Dataset excerpts
--- START ---
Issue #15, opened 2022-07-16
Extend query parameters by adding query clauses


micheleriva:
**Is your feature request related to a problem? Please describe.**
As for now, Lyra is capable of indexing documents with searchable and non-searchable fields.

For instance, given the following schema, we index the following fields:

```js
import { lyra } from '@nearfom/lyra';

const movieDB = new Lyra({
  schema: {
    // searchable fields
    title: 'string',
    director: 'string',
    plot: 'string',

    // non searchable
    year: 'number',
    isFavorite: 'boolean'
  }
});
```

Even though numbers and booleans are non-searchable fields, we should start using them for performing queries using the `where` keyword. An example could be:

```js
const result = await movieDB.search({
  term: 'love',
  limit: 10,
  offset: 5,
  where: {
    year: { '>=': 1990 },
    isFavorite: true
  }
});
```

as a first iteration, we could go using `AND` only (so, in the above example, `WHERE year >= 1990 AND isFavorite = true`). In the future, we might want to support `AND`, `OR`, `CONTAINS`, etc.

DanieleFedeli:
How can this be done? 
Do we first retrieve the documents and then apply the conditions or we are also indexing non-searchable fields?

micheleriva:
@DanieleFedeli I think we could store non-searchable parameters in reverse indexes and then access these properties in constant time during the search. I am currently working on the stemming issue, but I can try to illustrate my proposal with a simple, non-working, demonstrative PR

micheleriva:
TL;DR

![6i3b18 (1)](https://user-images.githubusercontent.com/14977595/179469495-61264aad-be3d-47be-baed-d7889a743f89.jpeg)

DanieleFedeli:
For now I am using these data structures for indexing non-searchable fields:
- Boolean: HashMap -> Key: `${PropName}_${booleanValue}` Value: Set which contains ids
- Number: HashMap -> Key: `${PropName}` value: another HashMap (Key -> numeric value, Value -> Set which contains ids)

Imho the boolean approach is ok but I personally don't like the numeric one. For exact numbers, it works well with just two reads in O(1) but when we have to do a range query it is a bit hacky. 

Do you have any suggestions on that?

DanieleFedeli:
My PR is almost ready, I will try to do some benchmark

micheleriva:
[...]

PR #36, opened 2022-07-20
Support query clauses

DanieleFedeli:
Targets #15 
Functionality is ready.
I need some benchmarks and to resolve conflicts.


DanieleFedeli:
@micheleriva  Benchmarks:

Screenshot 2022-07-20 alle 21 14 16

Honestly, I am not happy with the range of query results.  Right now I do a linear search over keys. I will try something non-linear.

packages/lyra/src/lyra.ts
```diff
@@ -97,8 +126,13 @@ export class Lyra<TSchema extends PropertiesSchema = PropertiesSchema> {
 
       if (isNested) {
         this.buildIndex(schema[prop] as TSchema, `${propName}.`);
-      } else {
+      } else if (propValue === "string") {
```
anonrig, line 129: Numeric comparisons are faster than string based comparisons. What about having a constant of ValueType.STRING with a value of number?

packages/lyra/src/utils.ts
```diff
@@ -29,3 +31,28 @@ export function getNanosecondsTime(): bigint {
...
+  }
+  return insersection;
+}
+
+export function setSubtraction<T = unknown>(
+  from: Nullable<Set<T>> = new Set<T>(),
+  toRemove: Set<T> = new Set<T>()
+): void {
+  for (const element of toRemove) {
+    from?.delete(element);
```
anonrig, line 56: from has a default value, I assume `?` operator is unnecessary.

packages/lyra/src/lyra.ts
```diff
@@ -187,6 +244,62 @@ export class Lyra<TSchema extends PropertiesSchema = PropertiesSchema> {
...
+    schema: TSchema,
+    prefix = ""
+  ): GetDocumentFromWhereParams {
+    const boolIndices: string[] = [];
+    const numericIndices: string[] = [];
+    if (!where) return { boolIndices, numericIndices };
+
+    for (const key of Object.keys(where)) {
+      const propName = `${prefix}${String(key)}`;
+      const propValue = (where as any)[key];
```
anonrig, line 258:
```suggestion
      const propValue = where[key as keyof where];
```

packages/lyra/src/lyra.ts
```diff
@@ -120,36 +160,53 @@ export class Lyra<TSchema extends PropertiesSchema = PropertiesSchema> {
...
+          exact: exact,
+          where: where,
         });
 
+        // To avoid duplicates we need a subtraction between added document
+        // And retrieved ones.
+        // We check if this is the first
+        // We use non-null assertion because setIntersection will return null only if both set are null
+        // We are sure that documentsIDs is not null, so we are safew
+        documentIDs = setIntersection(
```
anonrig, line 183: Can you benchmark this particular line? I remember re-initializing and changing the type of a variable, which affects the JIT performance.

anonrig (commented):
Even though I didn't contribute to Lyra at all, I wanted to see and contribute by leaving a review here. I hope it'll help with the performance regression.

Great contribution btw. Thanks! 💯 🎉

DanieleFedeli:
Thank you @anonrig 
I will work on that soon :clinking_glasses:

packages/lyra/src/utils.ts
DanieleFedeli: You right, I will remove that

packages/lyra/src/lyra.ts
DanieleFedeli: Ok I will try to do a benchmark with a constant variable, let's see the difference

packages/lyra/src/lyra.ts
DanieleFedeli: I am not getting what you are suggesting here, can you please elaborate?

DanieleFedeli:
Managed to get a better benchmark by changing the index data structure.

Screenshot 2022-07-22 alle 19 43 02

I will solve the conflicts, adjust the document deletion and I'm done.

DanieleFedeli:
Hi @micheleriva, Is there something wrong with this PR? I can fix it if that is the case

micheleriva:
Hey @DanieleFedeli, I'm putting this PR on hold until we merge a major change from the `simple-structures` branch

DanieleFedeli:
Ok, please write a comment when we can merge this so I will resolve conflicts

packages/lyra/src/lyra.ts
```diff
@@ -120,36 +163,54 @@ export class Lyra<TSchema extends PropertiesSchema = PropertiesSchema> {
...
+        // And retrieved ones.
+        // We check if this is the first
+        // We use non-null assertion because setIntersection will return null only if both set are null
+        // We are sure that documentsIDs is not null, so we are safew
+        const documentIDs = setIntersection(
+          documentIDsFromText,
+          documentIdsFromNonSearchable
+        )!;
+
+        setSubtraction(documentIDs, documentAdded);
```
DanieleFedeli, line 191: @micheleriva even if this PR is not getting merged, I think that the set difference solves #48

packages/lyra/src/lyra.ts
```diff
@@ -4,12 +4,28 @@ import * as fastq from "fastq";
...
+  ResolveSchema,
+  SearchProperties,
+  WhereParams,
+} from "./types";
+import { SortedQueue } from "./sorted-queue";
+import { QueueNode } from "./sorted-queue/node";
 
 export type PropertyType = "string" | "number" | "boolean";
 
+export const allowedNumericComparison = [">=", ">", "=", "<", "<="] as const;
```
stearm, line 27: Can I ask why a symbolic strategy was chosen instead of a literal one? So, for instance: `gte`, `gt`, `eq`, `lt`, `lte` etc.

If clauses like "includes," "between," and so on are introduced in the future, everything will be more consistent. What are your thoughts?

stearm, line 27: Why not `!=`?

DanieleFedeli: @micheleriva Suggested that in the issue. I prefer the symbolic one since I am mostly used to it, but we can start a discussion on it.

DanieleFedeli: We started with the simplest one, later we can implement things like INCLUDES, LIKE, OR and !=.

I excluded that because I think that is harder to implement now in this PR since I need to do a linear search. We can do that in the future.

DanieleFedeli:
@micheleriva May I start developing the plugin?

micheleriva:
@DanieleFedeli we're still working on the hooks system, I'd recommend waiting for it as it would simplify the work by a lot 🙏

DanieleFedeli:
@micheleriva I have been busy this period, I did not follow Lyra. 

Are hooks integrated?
--- END ---
--- START ---
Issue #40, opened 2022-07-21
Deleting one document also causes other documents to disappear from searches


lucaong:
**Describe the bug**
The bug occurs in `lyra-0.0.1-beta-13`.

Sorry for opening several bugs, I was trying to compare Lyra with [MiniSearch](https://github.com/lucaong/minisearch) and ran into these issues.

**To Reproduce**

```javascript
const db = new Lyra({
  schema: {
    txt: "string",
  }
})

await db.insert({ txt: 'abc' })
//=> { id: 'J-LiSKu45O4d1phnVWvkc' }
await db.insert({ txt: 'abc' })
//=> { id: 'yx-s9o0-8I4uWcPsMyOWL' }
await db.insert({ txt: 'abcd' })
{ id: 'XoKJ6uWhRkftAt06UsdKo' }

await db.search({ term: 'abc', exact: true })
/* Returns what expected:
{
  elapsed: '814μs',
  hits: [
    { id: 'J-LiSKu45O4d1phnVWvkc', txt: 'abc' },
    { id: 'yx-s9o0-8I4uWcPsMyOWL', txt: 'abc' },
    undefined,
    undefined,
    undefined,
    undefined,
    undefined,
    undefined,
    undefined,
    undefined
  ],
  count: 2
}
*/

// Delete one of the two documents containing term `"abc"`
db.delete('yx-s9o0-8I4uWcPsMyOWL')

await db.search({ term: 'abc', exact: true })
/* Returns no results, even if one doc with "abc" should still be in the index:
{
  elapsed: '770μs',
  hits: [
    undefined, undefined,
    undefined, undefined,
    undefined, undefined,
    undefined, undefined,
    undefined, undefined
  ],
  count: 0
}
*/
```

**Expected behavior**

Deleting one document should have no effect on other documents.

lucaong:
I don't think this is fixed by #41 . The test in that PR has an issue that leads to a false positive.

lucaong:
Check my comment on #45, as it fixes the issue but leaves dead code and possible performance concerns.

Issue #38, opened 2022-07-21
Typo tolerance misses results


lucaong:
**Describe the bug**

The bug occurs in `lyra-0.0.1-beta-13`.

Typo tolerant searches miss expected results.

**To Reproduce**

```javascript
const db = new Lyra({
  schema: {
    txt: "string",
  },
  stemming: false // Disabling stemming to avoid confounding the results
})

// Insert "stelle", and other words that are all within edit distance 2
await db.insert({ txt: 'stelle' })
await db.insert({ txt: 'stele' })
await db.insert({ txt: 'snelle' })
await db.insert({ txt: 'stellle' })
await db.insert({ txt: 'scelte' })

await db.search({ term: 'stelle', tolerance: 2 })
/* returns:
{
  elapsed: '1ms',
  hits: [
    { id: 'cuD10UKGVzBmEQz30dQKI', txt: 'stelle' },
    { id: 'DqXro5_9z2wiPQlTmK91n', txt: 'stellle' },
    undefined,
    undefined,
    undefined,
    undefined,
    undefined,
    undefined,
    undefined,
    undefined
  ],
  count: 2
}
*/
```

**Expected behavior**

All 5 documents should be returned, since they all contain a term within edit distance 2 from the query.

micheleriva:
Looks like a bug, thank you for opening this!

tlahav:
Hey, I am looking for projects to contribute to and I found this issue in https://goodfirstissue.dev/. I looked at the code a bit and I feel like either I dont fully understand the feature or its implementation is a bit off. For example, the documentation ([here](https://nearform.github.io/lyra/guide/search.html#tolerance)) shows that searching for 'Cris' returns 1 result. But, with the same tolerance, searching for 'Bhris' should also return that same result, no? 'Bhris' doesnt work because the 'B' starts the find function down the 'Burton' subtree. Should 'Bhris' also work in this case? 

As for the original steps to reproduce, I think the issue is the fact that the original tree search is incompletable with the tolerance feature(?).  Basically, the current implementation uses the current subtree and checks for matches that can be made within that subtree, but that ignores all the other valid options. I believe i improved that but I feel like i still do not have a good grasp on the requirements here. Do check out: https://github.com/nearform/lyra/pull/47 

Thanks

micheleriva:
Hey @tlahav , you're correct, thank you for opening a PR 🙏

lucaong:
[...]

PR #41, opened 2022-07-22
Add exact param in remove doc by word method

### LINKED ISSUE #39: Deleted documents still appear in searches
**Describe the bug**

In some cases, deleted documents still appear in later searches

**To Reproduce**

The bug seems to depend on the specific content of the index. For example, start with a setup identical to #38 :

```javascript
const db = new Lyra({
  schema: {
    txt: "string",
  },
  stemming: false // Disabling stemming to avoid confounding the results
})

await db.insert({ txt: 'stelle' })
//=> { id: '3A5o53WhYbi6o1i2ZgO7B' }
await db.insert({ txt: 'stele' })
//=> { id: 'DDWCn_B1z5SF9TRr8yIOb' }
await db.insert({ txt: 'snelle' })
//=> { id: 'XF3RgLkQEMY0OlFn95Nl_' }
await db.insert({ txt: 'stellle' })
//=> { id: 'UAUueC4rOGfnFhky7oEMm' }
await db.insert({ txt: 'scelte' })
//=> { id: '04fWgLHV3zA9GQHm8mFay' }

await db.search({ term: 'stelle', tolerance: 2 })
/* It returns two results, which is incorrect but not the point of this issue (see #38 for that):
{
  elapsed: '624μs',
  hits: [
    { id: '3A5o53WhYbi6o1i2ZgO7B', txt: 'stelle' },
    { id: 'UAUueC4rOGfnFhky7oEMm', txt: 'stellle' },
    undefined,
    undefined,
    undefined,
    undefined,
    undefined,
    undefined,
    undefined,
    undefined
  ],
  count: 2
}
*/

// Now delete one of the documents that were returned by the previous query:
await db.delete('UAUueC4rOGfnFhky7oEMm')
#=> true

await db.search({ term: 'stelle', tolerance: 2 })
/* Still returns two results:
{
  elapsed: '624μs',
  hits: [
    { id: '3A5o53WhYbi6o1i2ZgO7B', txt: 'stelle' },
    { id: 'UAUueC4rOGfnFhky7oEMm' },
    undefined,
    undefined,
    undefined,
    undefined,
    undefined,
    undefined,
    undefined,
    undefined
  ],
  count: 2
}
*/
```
--- END ---
--- START ---
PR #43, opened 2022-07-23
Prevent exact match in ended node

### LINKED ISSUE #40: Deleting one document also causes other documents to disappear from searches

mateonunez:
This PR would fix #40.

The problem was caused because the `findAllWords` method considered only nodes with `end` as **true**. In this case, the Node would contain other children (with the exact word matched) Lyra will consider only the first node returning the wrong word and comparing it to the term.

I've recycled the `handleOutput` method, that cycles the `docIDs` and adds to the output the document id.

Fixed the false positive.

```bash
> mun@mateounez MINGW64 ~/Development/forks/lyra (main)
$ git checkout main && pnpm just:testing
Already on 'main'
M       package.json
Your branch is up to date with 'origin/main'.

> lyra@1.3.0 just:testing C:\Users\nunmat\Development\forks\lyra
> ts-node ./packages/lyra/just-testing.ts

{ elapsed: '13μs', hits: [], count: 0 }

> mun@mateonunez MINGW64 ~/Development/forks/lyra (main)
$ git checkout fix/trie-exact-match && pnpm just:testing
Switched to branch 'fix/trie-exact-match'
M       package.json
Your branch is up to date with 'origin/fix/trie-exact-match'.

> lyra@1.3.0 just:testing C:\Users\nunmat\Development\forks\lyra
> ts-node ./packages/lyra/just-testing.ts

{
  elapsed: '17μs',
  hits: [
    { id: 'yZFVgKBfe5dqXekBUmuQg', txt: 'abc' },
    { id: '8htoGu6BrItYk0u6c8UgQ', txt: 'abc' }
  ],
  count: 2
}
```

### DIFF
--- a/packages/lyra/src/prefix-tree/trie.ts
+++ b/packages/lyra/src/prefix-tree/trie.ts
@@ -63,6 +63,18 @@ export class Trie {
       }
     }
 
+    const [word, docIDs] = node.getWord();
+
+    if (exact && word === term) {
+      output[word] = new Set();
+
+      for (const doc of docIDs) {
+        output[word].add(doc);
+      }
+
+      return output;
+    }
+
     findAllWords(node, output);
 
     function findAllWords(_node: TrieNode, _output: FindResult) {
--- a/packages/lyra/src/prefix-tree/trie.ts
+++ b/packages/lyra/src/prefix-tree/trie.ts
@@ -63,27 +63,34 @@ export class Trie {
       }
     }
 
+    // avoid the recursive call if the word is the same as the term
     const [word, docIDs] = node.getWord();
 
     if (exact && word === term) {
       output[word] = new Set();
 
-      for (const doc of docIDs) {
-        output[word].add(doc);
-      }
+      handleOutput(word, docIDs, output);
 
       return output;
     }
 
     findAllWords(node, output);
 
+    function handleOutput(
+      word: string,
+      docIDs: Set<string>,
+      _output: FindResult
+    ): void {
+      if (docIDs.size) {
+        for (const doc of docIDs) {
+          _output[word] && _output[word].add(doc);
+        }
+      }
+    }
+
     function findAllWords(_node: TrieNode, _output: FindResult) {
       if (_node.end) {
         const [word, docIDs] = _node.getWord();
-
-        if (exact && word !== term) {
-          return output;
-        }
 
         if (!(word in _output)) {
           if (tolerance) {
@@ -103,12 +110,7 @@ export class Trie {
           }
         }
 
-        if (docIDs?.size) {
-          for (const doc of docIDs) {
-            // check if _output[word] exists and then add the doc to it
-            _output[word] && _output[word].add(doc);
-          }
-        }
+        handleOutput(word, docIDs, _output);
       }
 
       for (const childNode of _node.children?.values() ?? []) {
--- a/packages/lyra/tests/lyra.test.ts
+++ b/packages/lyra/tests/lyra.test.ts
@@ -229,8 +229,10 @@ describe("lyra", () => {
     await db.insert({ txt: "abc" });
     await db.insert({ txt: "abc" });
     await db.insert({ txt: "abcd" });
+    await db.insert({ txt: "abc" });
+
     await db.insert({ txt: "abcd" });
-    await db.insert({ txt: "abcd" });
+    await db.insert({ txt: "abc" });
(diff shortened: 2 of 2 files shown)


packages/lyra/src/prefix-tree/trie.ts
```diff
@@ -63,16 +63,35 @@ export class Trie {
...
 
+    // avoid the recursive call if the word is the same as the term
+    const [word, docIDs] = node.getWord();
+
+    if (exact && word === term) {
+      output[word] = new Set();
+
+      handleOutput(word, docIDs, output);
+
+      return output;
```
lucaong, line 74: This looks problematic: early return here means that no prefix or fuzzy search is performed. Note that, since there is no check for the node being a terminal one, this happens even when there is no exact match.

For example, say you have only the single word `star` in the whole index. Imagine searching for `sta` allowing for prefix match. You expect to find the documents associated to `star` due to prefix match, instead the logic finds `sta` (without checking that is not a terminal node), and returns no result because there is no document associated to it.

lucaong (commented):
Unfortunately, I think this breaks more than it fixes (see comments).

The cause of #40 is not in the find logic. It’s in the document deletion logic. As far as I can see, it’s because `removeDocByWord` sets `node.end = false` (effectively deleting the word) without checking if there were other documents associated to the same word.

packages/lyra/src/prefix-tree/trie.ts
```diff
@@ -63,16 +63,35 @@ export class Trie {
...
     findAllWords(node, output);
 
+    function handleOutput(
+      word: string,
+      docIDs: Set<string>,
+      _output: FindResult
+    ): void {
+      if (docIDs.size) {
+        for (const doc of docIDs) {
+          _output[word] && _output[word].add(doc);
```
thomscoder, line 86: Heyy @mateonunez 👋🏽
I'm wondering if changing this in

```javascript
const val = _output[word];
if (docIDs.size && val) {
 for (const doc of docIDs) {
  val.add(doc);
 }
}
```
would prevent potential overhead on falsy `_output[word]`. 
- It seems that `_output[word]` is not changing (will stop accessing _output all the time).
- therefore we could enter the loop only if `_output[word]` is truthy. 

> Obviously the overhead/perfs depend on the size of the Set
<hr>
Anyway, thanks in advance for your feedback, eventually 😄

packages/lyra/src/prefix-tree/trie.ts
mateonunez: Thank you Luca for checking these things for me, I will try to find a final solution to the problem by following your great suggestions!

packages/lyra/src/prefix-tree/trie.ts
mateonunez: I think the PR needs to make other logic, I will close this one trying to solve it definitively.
--- END ---
#### To do
After locating the line with "stearm, line 27: Why" above, return that line and every later line through the one with "I excluded that", word for word and with nothing else.

#### Exercise result
stearm, line 27: Why not `!=`?

DanieleFedeli: @micheleriva Suggested that in the issue. I prefer the symbolic one since I am mostly used to it, but we can start a discussion on it.

DanieleFedeli: We started with the simplest one, later we can implement things like INCLUDES, LIKE, OR and !=.

I excluded that because I think that is harder to implement now in this PR since I need to do a linear search. We can do that in the future.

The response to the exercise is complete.